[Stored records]
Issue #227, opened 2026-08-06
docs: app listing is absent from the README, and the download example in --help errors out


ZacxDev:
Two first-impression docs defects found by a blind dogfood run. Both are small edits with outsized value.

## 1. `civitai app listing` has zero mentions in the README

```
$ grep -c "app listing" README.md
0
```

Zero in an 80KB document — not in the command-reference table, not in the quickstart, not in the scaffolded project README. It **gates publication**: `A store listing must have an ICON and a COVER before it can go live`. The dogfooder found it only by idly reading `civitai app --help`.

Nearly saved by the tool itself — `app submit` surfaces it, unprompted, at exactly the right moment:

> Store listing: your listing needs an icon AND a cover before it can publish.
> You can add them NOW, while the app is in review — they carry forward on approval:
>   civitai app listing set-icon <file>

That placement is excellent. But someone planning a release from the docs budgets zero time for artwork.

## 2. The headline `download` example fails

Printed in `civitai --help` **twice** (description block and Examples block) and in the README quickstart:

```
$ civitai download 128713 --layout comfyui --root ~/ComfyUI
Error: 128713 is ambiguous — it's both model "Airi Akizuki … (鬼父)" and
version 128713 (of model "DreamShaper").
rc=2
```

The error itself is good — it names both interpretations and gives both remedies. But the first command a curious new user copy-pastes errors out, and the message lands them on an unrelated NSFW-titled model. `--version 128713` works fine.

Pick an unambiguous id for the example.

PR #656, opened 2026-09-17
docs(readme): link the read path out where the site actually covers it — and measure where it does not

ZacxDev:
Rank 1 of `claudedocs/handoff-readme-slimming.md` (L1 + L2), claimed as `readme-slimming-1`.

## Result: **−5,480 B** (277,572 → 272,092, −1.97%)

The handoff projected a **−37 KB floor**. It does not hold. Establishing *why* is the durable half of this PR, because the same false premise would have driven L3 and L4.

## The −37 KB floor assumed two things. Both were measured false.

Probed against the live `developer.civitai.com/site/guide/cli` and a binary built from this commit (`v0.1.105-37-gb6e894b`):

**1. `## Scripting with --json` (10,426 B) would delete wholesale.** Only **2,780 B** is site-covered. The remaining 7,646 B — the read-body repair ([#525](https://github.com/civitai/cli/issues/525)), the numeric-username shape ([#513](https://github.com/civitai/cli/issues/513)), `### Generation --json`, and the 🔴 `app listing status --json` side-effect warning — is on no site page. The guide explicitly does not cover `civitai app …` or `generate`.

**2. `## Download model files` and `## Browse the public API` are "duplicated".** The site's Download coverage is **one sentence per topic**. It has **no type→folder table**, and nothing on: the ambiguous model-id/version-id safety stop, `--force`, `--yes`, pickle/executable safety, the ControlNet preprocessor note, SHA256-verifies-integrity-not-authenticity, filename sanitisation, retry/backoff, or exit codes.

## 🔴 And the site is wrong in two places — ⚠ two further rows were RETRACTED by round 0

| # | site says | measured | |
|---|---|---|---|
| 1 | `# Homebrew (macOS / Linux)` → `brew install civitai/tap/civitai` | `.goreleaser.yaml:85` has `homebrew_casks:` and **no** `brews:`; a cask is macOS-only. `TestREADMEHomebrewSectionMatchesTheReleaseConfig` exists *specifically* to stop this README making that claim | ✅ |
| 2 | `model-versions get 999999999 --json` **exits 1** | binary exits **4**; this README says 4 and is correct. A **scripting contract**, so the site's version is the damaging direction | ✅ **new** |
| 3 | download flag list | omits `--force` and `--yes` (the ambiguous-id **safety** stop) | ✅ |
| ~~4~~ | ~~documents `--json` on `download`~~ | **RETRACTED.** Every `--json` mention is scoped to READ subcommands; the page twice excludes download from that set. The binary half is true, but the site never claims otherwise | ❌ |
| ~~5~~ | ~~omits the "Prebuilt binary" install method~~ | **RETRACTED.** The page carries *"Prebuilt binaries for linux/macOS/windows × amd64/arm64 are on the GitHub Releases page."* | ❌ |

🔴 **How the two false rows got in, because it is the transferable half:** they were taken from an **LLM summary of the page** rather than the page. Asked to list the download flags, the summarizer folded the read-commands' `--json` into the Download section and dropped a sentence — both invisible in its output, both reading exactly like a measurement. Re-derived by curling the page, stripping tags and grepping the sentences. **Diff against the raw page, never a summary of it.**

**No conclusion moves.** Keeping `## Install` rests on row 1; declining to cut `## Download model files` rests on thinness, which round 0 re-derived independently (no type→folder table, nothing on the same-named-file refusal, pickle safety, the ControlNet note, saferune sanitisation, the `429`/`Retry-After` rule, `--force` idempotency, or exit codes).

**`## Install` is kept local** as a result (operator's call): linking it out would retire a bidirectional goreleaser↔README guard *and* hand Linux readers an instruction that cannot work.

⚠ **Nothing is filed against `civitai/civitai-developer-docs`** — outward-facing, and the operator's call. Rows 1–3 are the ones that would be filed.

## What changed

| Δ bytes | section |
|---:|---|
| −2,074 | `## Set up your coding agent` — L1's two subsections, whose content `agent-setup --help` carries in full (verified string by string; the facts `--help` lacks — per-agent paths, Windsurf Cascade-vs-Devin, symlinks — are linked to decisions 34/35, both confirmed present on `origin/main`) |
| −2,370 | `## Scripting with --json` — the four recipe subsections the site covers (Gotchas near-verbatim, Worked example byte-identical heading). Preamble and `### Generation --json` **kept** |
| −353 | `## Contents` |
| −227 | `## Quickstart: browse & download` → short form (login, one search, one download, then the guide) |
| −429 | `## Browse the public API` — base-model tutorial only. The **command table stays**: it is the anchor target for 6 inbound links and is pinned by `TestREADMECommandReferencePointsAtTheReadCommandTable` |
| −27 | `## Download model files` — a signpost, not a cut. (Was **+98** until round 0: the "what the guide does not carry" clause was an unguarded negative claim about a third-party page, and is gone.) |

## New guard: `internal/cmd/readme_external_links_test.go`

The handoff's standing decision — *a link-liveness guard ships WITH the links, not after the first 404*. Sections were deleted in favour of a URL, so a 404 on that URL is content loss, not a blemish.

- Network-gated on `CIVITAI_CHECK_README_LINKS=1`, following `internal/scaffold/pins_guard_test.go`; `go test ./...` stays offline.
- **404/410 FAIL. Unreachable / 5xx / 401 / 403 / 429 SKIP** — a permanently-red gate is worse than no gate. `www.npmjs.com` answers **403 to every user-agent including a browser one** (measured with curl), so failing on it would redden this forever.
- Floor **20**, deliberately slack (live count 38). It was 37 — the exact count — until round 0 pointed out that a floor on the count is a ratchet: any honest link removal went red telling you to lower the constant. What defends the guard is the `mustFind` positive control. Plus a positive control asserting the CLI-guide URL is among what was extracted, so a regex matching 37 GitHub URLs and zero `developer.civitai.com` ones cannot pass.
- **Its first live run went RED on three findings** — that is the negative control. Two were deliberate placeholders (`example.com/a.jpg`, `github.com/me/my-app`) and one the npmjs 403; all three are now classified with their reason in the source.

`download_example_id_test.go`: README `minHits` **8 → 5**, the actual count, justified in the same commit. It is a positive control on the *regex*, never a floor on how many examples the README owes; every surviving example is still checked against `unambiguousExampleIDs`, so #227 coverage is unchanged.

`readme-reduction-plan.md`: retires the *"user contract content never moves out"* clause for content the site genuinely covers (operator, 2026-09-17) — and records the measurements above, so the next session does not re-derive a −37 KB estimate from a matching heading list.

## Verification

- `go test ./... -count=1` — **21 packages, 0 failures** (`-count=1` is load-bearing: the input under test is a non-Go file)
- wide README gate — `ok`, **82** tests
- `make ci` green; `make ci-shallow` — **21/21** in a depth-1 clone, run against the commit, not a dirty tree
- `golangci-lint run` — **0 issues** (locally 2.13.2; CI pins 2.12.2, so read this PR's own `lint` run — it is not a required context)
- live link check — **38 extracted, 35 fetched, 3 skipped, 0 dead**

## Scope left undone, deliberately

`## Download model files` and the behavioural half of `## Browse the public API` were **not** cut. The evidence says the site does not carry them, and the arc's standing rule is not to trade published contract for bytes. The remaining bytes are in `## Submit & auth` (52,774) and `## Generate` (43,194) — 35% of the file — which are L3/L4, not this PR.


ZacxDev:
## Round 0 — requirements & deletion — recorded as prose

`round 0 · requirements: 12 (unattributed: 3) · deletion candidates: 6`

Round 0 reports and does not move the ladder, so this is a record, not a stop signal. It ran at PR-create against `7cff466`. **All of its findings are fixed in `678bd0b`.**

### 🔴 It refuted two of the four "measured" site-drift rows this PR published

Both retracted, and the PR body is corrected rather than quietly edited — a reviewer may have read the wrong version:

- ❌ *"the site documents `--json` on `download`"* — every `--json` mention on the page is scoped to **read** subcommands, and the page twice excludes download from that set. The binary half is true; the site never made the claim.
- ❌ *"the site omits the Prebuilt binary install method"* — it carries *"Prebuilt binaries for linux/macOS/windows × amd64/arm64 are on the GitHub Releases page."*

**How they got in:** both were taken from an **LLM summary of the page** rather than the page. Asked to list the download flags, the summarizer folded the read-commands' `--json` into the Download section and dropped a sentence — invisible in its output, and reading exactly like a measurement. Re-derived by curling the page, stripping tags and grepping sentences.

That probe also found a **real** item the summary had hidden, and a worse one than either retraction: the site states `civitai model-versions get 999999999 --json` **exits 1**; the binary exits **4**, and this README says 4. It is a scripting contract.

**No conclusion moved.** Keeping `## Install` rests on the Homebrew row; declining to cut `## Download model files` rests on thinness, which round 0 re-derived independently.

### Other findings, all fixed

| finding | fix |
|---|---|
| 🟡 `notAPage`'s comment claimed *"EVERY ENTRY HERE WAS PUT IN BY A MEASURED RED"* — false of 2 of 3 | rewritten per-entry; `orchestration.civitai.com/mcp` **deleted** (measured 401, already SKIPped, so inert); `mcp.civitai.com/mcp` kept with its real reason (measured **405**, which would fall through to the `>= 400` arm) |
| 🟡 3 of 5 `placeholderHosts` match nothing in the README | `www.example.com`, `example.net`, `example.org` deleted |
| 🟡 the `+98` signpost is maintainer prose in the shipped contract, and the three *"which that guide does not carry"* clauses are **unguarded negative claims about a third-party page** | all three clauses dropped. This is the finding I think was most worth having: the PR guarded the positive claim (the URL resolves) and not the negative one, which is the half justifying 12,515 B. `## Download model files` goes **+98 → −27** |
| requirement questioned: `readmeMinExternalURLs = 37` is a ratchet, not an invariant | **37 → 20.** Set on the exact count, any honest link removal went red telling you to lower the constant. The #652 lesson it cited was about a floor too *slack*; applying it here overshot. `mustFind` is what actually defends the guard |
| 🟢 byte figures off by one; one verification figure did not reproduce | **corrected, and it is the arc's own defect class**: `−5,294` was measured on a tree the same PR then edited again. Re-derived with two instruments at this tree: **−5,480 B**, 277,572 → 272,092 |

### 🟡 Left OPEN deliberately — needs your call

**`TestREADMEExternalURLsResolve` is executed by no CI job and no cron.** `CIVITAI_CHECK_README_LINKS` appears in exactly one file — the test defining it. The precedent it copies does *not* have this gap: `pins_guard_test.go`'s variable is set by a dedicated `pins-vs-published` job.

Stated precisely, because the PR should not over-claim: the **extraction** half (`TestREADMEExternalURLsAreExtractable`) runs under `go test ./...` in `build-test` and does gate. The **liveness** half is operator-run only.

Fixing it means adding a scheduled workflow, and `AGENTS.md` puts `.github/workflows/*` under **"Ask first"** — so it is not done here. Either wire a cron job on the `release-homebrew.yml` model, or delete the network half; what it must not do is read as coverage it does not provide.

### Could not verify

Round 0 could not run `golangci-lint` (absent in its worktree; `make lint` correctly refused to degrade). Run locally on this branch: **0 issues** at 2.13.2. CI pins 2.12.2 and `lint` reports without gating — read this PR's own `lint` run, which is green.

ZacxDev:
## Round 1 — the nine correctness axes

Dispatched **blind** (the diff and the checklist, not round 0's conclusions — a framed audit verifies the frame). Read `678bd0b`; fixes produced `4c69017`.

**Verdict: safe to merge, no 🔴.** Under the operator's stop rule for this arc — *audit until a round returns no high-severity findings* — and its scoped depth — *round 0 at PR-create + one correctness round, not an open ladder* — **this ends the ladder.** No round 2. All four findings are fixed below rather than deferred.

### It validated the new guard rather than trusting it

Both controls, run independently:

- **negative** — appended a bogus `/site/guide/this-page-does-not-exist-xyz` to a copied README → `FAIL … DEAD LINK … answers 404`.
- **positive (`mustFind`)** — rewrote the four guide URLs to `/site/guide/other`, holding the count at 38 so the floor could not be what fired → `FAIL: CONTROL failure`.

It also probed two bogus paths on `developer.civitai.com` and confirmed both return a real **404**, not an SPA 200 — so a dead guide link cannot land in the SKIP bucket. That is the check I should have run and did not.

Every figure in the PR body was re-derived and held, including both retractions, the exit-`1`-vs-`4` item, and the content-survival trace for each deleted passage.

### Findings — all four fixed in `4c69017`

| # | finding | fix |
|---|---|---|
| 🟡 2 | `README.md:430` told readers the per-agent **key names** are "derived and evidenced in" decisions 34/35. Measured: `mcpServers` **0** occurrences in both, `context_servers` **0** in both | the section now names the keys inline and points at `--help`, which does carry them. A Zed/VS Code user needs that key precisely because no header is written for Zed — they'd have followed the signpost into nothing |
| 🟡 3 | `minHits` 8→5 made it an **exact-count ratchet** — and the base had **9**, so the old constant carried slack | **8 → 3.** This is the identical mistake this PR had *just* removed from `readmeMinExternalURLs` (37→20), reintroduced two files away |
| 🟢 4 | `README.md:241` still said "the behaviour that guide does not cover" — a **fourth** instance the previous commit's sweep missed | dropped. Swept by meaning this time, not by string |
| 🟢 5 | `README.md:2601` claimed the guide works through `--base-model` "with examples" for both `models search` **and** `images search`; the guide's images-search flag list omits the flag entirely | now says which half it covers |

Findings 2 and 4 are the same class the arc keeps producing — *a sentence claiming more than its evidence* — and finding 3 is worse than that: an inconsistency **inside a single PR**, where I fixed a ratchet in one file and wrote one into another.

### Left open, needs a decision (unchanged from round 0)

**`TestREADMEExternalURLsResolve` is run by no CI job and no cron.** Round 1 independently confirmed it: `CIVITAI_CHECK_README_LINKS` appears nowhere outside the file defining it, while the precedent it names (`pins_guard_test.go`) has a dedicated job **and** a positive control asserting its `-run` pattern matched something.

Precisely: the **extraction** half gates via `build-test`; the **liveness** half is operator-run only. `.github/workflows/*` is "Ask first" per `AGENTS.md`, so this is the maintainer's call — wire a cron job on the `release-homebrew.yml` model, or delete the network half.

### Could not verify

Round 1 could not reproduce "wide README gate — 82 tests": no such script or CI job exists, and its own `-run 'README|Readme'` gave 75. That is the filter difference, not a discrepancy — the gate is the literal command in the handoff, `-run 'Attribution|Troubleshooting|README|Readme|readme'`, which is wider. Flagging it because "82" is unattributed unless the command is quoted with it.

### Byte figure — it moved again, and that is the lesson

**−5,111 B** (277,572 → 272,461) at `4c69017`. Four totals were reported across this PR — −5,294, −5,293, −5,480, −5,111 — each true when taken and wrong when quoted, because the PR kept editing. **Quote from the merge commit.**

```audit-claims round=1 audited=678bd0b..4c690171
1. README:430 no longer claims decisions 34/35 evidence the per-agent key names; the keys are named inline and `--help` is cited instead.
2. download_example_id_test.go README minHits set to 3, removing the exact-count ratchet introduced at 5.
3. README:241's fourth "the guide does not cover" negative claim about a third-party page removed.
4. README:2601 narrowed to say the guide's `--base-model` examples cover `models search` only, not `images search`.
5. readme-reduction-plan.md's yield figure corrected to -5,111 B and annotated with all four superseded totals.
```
--
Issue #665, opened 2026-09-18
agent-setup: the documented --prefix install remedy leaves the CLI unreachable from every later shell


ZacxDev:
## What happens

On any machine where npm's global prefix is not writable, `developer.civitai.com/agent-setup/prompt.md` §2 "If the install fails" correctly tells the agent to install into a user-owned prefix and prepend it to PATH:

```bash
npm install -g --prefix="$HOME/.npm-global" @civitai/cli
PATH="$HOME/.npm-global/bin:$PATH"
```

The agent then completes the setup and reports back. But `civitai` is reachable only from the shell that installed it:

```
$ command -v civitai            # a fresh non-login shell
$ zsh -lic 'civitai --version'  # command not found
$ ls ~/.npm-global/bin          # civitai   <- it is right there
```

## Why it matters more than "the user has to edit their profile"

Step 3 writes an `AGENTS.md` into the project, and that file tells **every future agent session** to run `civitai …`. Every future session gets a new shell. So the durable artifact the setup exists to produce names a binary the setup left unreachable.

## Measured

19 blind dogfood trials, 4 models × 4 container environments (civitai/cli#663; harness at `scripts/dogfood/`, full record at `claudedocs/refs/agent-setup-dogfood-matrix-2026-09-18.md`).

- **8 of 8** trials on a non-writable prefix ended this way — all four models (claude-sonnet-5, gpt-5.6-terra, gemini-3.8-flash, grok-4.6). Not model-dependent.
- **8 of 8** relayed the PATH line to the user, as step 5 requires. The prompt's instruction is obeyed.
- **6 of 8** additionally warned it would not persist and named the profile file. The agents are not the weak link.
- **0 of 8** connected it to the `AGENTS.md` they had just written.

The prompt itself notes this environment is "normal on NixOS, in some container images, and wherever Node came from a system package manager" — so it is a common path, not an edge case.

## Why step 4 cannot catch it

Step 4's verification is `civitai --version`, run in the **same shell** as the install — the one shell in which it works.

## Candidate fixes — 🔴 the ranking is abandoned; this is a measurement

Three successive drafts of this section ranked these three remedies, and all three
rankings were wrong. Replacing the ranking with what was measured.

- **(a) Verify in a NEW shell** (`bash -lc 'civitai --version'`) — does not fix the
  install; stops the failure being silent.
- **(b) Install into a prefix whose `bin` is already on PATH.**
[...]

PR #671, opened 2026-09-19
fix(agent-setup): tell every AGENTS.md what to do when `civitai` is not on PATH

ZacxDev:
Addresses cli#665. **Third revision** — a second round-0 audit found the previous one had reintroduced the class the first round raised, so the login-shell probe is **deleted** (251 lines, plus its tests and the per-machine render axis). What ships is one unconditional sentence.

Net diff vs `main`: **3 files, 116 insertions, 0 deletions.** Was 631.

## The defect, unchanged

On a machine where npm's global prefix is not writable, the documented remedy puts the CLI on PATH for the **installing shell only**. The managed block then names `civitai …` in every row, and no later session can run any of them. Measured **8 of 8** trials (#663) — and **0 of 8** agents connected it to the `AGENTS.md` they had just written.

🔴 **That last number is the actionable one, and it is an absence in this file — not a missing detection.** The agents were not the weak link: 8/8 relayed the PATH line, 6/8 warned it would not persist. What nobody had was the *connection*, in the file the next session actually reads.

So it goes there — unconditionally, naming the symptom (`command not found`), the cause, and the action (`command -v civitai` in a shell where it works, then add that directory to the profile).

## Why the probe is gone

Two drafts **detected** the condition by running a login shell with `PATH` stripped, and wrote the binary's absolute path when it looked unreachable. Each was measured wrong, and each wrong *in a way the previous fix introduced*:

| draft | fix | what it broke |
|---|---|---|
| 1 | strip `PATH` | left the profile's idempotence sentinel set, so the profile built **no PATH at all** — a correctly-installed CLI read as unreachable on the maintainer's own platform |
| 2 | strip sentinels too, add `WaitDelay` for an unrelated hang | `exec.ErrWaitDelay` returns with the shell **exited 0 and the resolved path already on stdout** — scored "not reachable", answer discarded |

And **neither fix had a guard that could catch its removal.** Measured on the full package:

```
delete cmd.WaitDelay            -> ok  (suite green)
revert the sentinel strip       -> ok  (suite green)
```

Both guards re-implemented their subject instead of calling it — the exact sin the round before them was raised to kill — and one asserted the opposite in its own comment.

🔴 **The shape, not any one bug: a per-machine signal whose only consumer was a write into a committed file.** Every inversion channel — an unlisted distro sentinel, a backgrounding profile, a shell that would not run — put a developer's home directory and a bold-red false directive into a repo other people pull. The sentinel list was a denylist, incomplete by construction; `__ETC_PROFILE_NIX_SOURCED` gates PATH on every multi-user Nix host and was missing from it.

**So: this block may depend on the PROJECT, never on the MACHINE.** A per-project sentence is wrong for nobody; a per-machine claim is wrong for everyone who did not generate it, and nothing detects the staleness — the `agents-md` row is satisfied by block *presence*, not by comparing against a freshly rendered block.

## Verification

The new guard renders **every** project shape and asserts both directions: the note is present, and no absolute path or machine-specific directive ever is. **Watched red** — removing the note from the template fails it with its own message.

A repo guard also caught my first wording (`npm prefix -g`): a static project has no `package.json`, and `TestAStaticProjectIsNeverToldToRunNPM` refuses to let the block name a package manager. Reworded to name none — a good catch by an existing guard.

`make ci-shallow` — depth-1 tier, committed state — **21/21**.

What you need to do
Locate the lines above that contain "right" and copy them.

Answer to this task
Nearly saved by the tool itself — `app submit` surfaces it, unprompted, at exactly the right moment:
$ ls ~/.npm-global/bin          # civitai   <- it is right there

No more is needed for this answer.